INPUT MATERIAL
PR #1914, opened 2022-09-26
Simplify OnAppPropertyChanged

AtariDreams:
Use a switch statement instead of else-if

### DIFF
--- a/src/Calculator/Views/MainPage.xaml.cs
+++ b/src/Calculator/Views/MainPage.xaml.cs
@@ -206,58 +206,67 @@ namespace CalculatorApp
 
                 KeyboardShortcutManager.DisableShortcuts(false);
 
-                if (newValue == ViewMode.Standard)
+                switch (newValue)
                 {
-                    EnsureCalculator();
-                    Model.CalculatorViewModel.HistoryVM.AreHistoryShortcutsEnabled = true;
-                    m_calculator.AnimateCalculator(NavCategory.IsConverterViewMode(previousMode));
-                    Model.CalculatorViewModel.HistoryVM.ReloadHistory(newValue);
-                }
-                else if (newValue == ViewMode.Scientific)
-                {
-                    EnsureCalculator();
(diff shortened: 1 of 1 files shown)


src/Calculator/Views/MainPage.xaml.cs
```diff
@@ -206,58 +206,67 @@ private void OnAppPropertyChanged(object sender, PropertyChangedEventArgs e)
...
-
-                    EnsureConverter();
-                    if (!NavCategory.IsConverterViewMode(previousMode))
-                    {
-                        m_converter.AnimateConverter();
-                    }
+                        Model.CalculatorViewModel.HistoryVM.ReloadHistory(newValue);
+                        break;
+                    case ViewMode.Scientific:
+                        {
```
tian-lt, line 218: Some brackets can probably be omitted.

tian-lt (approved):

src/Calculator/Views/MainPage.xaml.cs
```diff
@@ -206,58 +206,58 @@ private void OnAppPropertyChanged(object sender, PropertyChangedEventArgs e)
...
+                            m_calculator.AnimateCalculator(NavCategory.IsConverterViewMode(previousMode));
+                        }
+                        break;
+                    case ViewMode.Graphing:
+                        EnsureGraphingCalculator();
+                        KeyboardShortcutManager.DisableShortcuts(true);
+                        break;
+                    default:
+                        if (NavCategory.IsDateCalculatorViewMode(newValue))
```
mcooley, line 239: Looks like `IsDateCalculatorViewMode` [just checks for ViewMode.Date](https://github.com/microsoft/calculator/blob/91adfd8e9e14b9719e51f4c5e2e06380b6f429cc/src/CalcViewModel/Common/NavCategory.cpp#L262-L265), and I don't think that is likely to change. In a future change, we could simplify this and put `ViewMode.Date` in a separate `case`.

mcooley (approved):

PR #1919, opened 2022-09-30
Remove redundant breaks

AtariDreams:
They do not need to be there since return works here.


src/CalcViewModel/Common/ExpressionCommandDeserializer.cpp
```diff
@@ -50,7 +42,7 @@ COpndCommand CommandDeserializer::DeserializeOperand()
     std::shared_ptr<std::vector<int>> cmdVector = std::make_shared<std::vector<int>>();
     auto cmdVectorSize = m_dataReader->ReadUInt32();
 
-    for (unsigned int j = 0; j < cmdVectorSize; ++j)
+    for (auto j = cmdVectorSize; j > 0; --j)
```
mcooley, line 45: This is unrelated to the rest of the PR. I don't there's a good reason to change this.

mcooley (changes requested):

mcooley (approved):

PR #1920, opened 2022-09-30
Use array instead of substring

AtariDreams:


mcooley:
Adopting a different syntax here doesn't make a meaningful improvement to the code. I don't think we should merge this one.

(The string.Format to string interpolation change is OK.)

PR #1923, opened 2022-09-30
Digit should be Mantype

AtariDreams:
It just makes more sense that way


AtariDreams:
@mcooley Any updates?

Issue #1894, opened 2022-09-22
Migrate ViewModel layer to C#


mcooley:
In 2021, the view layer of the Calculator codebase was ported to C#. I propose that we continue this work and migrate the ViewModel layer to C#.

General reasons for migrating to C# are discussed in #893. I expect that we would see a few benefits specifically from migrating the ViewModel layer:
- Remove most of the C++/CX code in this repository, making it easier to convert remaining C++ code to C++/WinRT or another supported solution.
- Make it easier to rewrite some components in this layer which have major issues, like unit converters (#379) and pasted expression parsing (#344).
- In some cases, possibly improve performance by 1) making the interface between C# and C++ code less chatty, and 2) exposing more code to .NET Native's whole-program optimization.

This work is best done incrementally. Here is how I would break up the work:
- [ ] Set up a CalculatorApp.ViewModel project to host viewmodel-layer C# code
- [ ] Port ApplicationViewModel and NavCategory, and their tests
- [ ] Port CopyPasteManager, and its tests
- [ ] Port UnitConverterViewModel, data loaders, and CalcManager's UnitConverter, and their tests
- [ ] Port DateCalculatorViewModel, and its tests
- [ ] Port GraphingCalculatorViewModel, and its tests
- [ ] Port miscellaneous utilities
  - [ ] NarratorNotifier
  - [ ] Utilities
  - [ ] NetworkManager

We should avoid modifying the infinite-precision calc engine as part of this work. StandardCalculatorViewModel, and related classes which call into the engine, should remain in C++ for now.

We should port the code as-is, and postpone major refactoring until after the code has been ported.

We should measure the app startup latency after these changes. If these changes cause startup to get slower, we should revert the changes or optimize code to eliminate the regression.

I would like to work on this in my free time, but I'd welcome help from other contributors.

mcooley:
@tian-lt, @hanzhang54, or @guominrui I'd love your opinion on this proposal :smile:

tian-lt:
Hi @mcooley, the plan looks great.
Here are some questions and comments from myself:

[...]

PR #1924, opened 2022-09-30
Convert ApplicationViewModel to C#

mcooley:
Contributes to #1894

- Convert ApplicationViewModel to C#
- Move a handful of methods on the other viewmodels from `internal` to `public` so ApplicationViewModel can call them
- Small simplification: make the "Categories" property a normal vector instead of an observable vector, since in practice it never changes


Neracles (approved):

mcooley:
Closing out this PR. I hope that we get this done someday, but I won't have time to work on it anytime soon. Others should feel free to take this code and move it forward.

PR #1934, opened 2022-10-13
Update Calculator app to run on Windows 10 21H2 and up

AtariDreams:
Also update the SDK to Windows 11 build 22621

### DIFF
--- a/README.md
+++ b/README.md
@@ -22,7 +22,7 @@ Calculator ships regularly with new features and bug fixes. You can get the late
 
 ## Getting started
 Prerequisites:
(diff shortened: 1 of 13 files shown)


LexonBlackzz (approved):
seems good

mcooley:
I don't think we can accept a PR to change the minimum supported version. Changing which OSes we support is more complicated than just ensuring that the code works; we also would need to change some internal testing and release processes. Not saying we won't do this...but if we do it, it will be in #1880.

I'd be happy to merge a PR which updates the SDK targeting _without_ changing TargetDeviceFamily.

PR #1946, opened 2022-11-04
Do some codebase modernization

AtariDreams:


mcooley:
Some of these changes seem like they'd be nice to have, while others change the code style for minimal benefit. Since it has so many changes mixed together, I don't think we can accept this change.

PR #1961, opened 2022-12-29
Fixed hyperbolioc trignometric functions not working for degrees.

### LINKED ISSUE #1931: Scientific mode - Sinh gives wildly incorrect result.
The Scientific calculator provides the ability to enter angles in degrees, radians, or grads to calculate the sine, cosine, tangent, etc. When using the inverse trig functions the result is converted to the currently selected units. This means that in DEG mode I can enter 30 and press the sin button and get the correct result of 0.5 and when I select the arcsine operation I get 30 back as the result. However, with the hyperbolic sinh function does not do the angle conversion from degrees to radians and provides a nonsensical answer. It requires that the angle be entered in units of radians regardless of the DEG/RAD/GRAD mode selected. This seems to be a bug in the calculator. I have not yet tested the other hyperbolic functions, but I would expect to encounter the same issue.

The calculator is not honoring the DEG angle units for the hyperbolic sine function, and perhaps others.

**Steps To Reproduce**

1. Go to 'Scientific. Calculator mode.
2. Ensure DEG/RAD/GRAD button is showing 'DEG.'
3. Enter '30'
4. Expand the 'Trigonometry' popup window
5. Select 'hyp' to display the hyperbolic functions.
6. Click the 'sinh'.
-->

**Expected behavior**
I expected to see the hyperbolic sine of 30 degrees calculated,  Instead I apparently get the sinh of 30 radians.

It appears that calculator feeds the entered value 30 into the sinh calculation resulting in an incorrect value.
Instead of the correct value of 0.547853... I get somewhere around 5,343,237,290,762.290762...

The problem appears to also affect the inverse hyperbolic sine function.

 - OS Build: Windows 10 Pro 21H2 Build 19044.2006
 - Major  Minor  Build   Revision
 -  -----  -----    -----   --------
    10      0        19044   0
 - Architecture: x64
 - Application Version:  10.2103.8.0
 - Region: US English (en-US)

**Additional context**

I do not know if the same issue affects other hyperbolic trig functions

**Requested Assignment**

avighnac:
## Fixes #1931 
Fixed hyperbolic trignometric functions not working for degrees, thus fixing issue https://github.com/microsoft/calculator/issues/1931.

- Added hyperbolic sine, cosine, and tangent for angles.
- Moved `scalerat()` and `ascalerat()` to `support.cpp`

- Manually tested sinh, cosh, and tanh for both radians and degrees.


avighnac:

avighnac:
For some reason, the test cases that check the changes I've made check against the radian equivalents instead of the degree equivalents of the hyperbolic functions.

avighnac:
Hello?

PR #2028, opened 2023-07-12
Adds Engineering Notation

### LINKED ISSUE #226: Automatic scientific notation can't be disabled
**Describe the bug**
In scientific mode scientific notation can be enabled by F-E button but can't be disabled if number have more than 2 zeros after decimal point. This automatic scientific notation is also enabled even on standard mode. Sometimes it's more useful and more readable if number stay in common decimal format instead of scientific notation. For example while calculating crypto currencies it is more useful to see 0.000005142857 where I can easily see 514 satoshi price than 5.142857e-6.

**Steps To Reproduce**
1. Switch to standard or scientific mode
2. Type 0.000036
3. Press divide symbol
4. Type 7
5. Press Enter
6. Pressing F-E is not changing output format

**Expected behavior**
- Stay in normal decimal format until I press F-E to switch to scientific notation
OR
- Show scientific notation but also enable F-E switch to indicate scientific notation mode with ability to disable F-E to show number in common decimal format
OR
- Add another switch to enable/disable automatic scientific notation if number conains more than defined number of zeros after decimal point
OR
- At disable automatic scientific notation in standard mode calculator at all and add another switch to enable/disable automatic scientific notation in scientific mode if numbers contains more than defined number of zeros after decimal point

 - OS Build: 10.0.17763.0
 - Architecture: X64

### LINKED ISSUE #1304: Option to make exponent divisible by 3 (for metric units reading)
**Problem Statement**
When working with metric units it's usefull to see scientific notation with exponent divisible by 3. Number 3,3898e-4 is not as clear as 338.98e-6 is clearly 460µ units.

**Evidence or User Insights**
You can try "1/2950=" in standard or scientific mode to see result. It was discussed in #226 also.

**Proposal**
For calculations in metric units it's better to see results in format similar to T, G, M, k, m, µ, n, etc. units.

**Goals**
User should be able to set exponent divider to make scientific notation easily readable. Default value should by 1 to preserve actual state with ability to enable predefined value 3 (or even other value) to read metric results more easily.

**Non-Goals**
It's not meant to make any kind of units conversion.

**Low-Fidelity Concept**
If exp>0 then exp=int(exp/div)*div
if exp<0 then exp=int((exp-div+1)/div)*div

**Requested Assignment**

Goofyeet:
## Fixes #1304

https://github.com/microsoft/calculator/assets/76914681/9cd69755-b0ef-4b25-930a-375d05eeb3b6

- Replaces FE button with AUTO, SCI, and ENG buttons similar to DEG, RAD, and GRAD buttons
- A fourth option for OFF can be added in the future to fix #226

- A UI smoketest was added for engineering notation
- Manual testing


Goofyeet:

bflmpsvz:
I am sorry, I am not able to find any basic info about this page. I only know I need calculator with engineering notation. What to do? I am completely lost here. Does it exist? Can I download it or create it myself?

EXERCISE REQUIREMENTS
In the entries above, find the line holding "src/CalcViewModel/Common/ExpressionCommandDeserializer.cpp" and the line holding "- Remove most"; print both of them and every line between, exactly, and nothing else.

EXPECTED ANSWER
src/CalcViewModel/Common/ExpressionCommandDeserializer.cpp
```diff
@@ -50,7 +42,7 @@ COpndCommand CommandDeserializer::DeserializeOperand()
     std::shared_ptr<std::vector<int>> cmdVector = std::make_shared<std::vector<int>>();
     auto cmdVectorSize = m_dataReader->ReadUInt32();
 
-    for (unsigned int j = 0; j < cmdVectorSize; ++j)
+    for (auto j = cmdVectorSize; j > 0; --j)
```
mcooley, line 45: This is unrelated to the rest of the PR. I don't there's a good reason to change this.

mcooley (changes requested):

mcooley (approved):

PR #1920, opened 2022-09-30
Use array instead of substring

AtariDreams:


mcooley:
Adopting a different syntax here doesn't make a meaningful improvement to the code. I don't think we should merge this one.

(The string.Format to string interpolation change is OK.)

PR #1923, opened 2022-09-30
Digit should be Mantype

AtariDreams:
It just makes more sense that way


AtariDreams:
@mcooley Any updates?

Issue #1894, opened 2022-09-22
Migrate ViewModel layer to C#


mcooley:
In 2021, the view layer of the Calculator codebase was ported to C#. I propose that we continue this work and migrate the ViewModel layer to C#.

General reasons for migrating to C# are discussed in #893. I expect that we would see a few benefits specifically from migrating the ViewModel layer:
- Remove most of the C++/CX code in this repository, making it easier to convert remaining C++ code to C++/WinRT or another supported solution.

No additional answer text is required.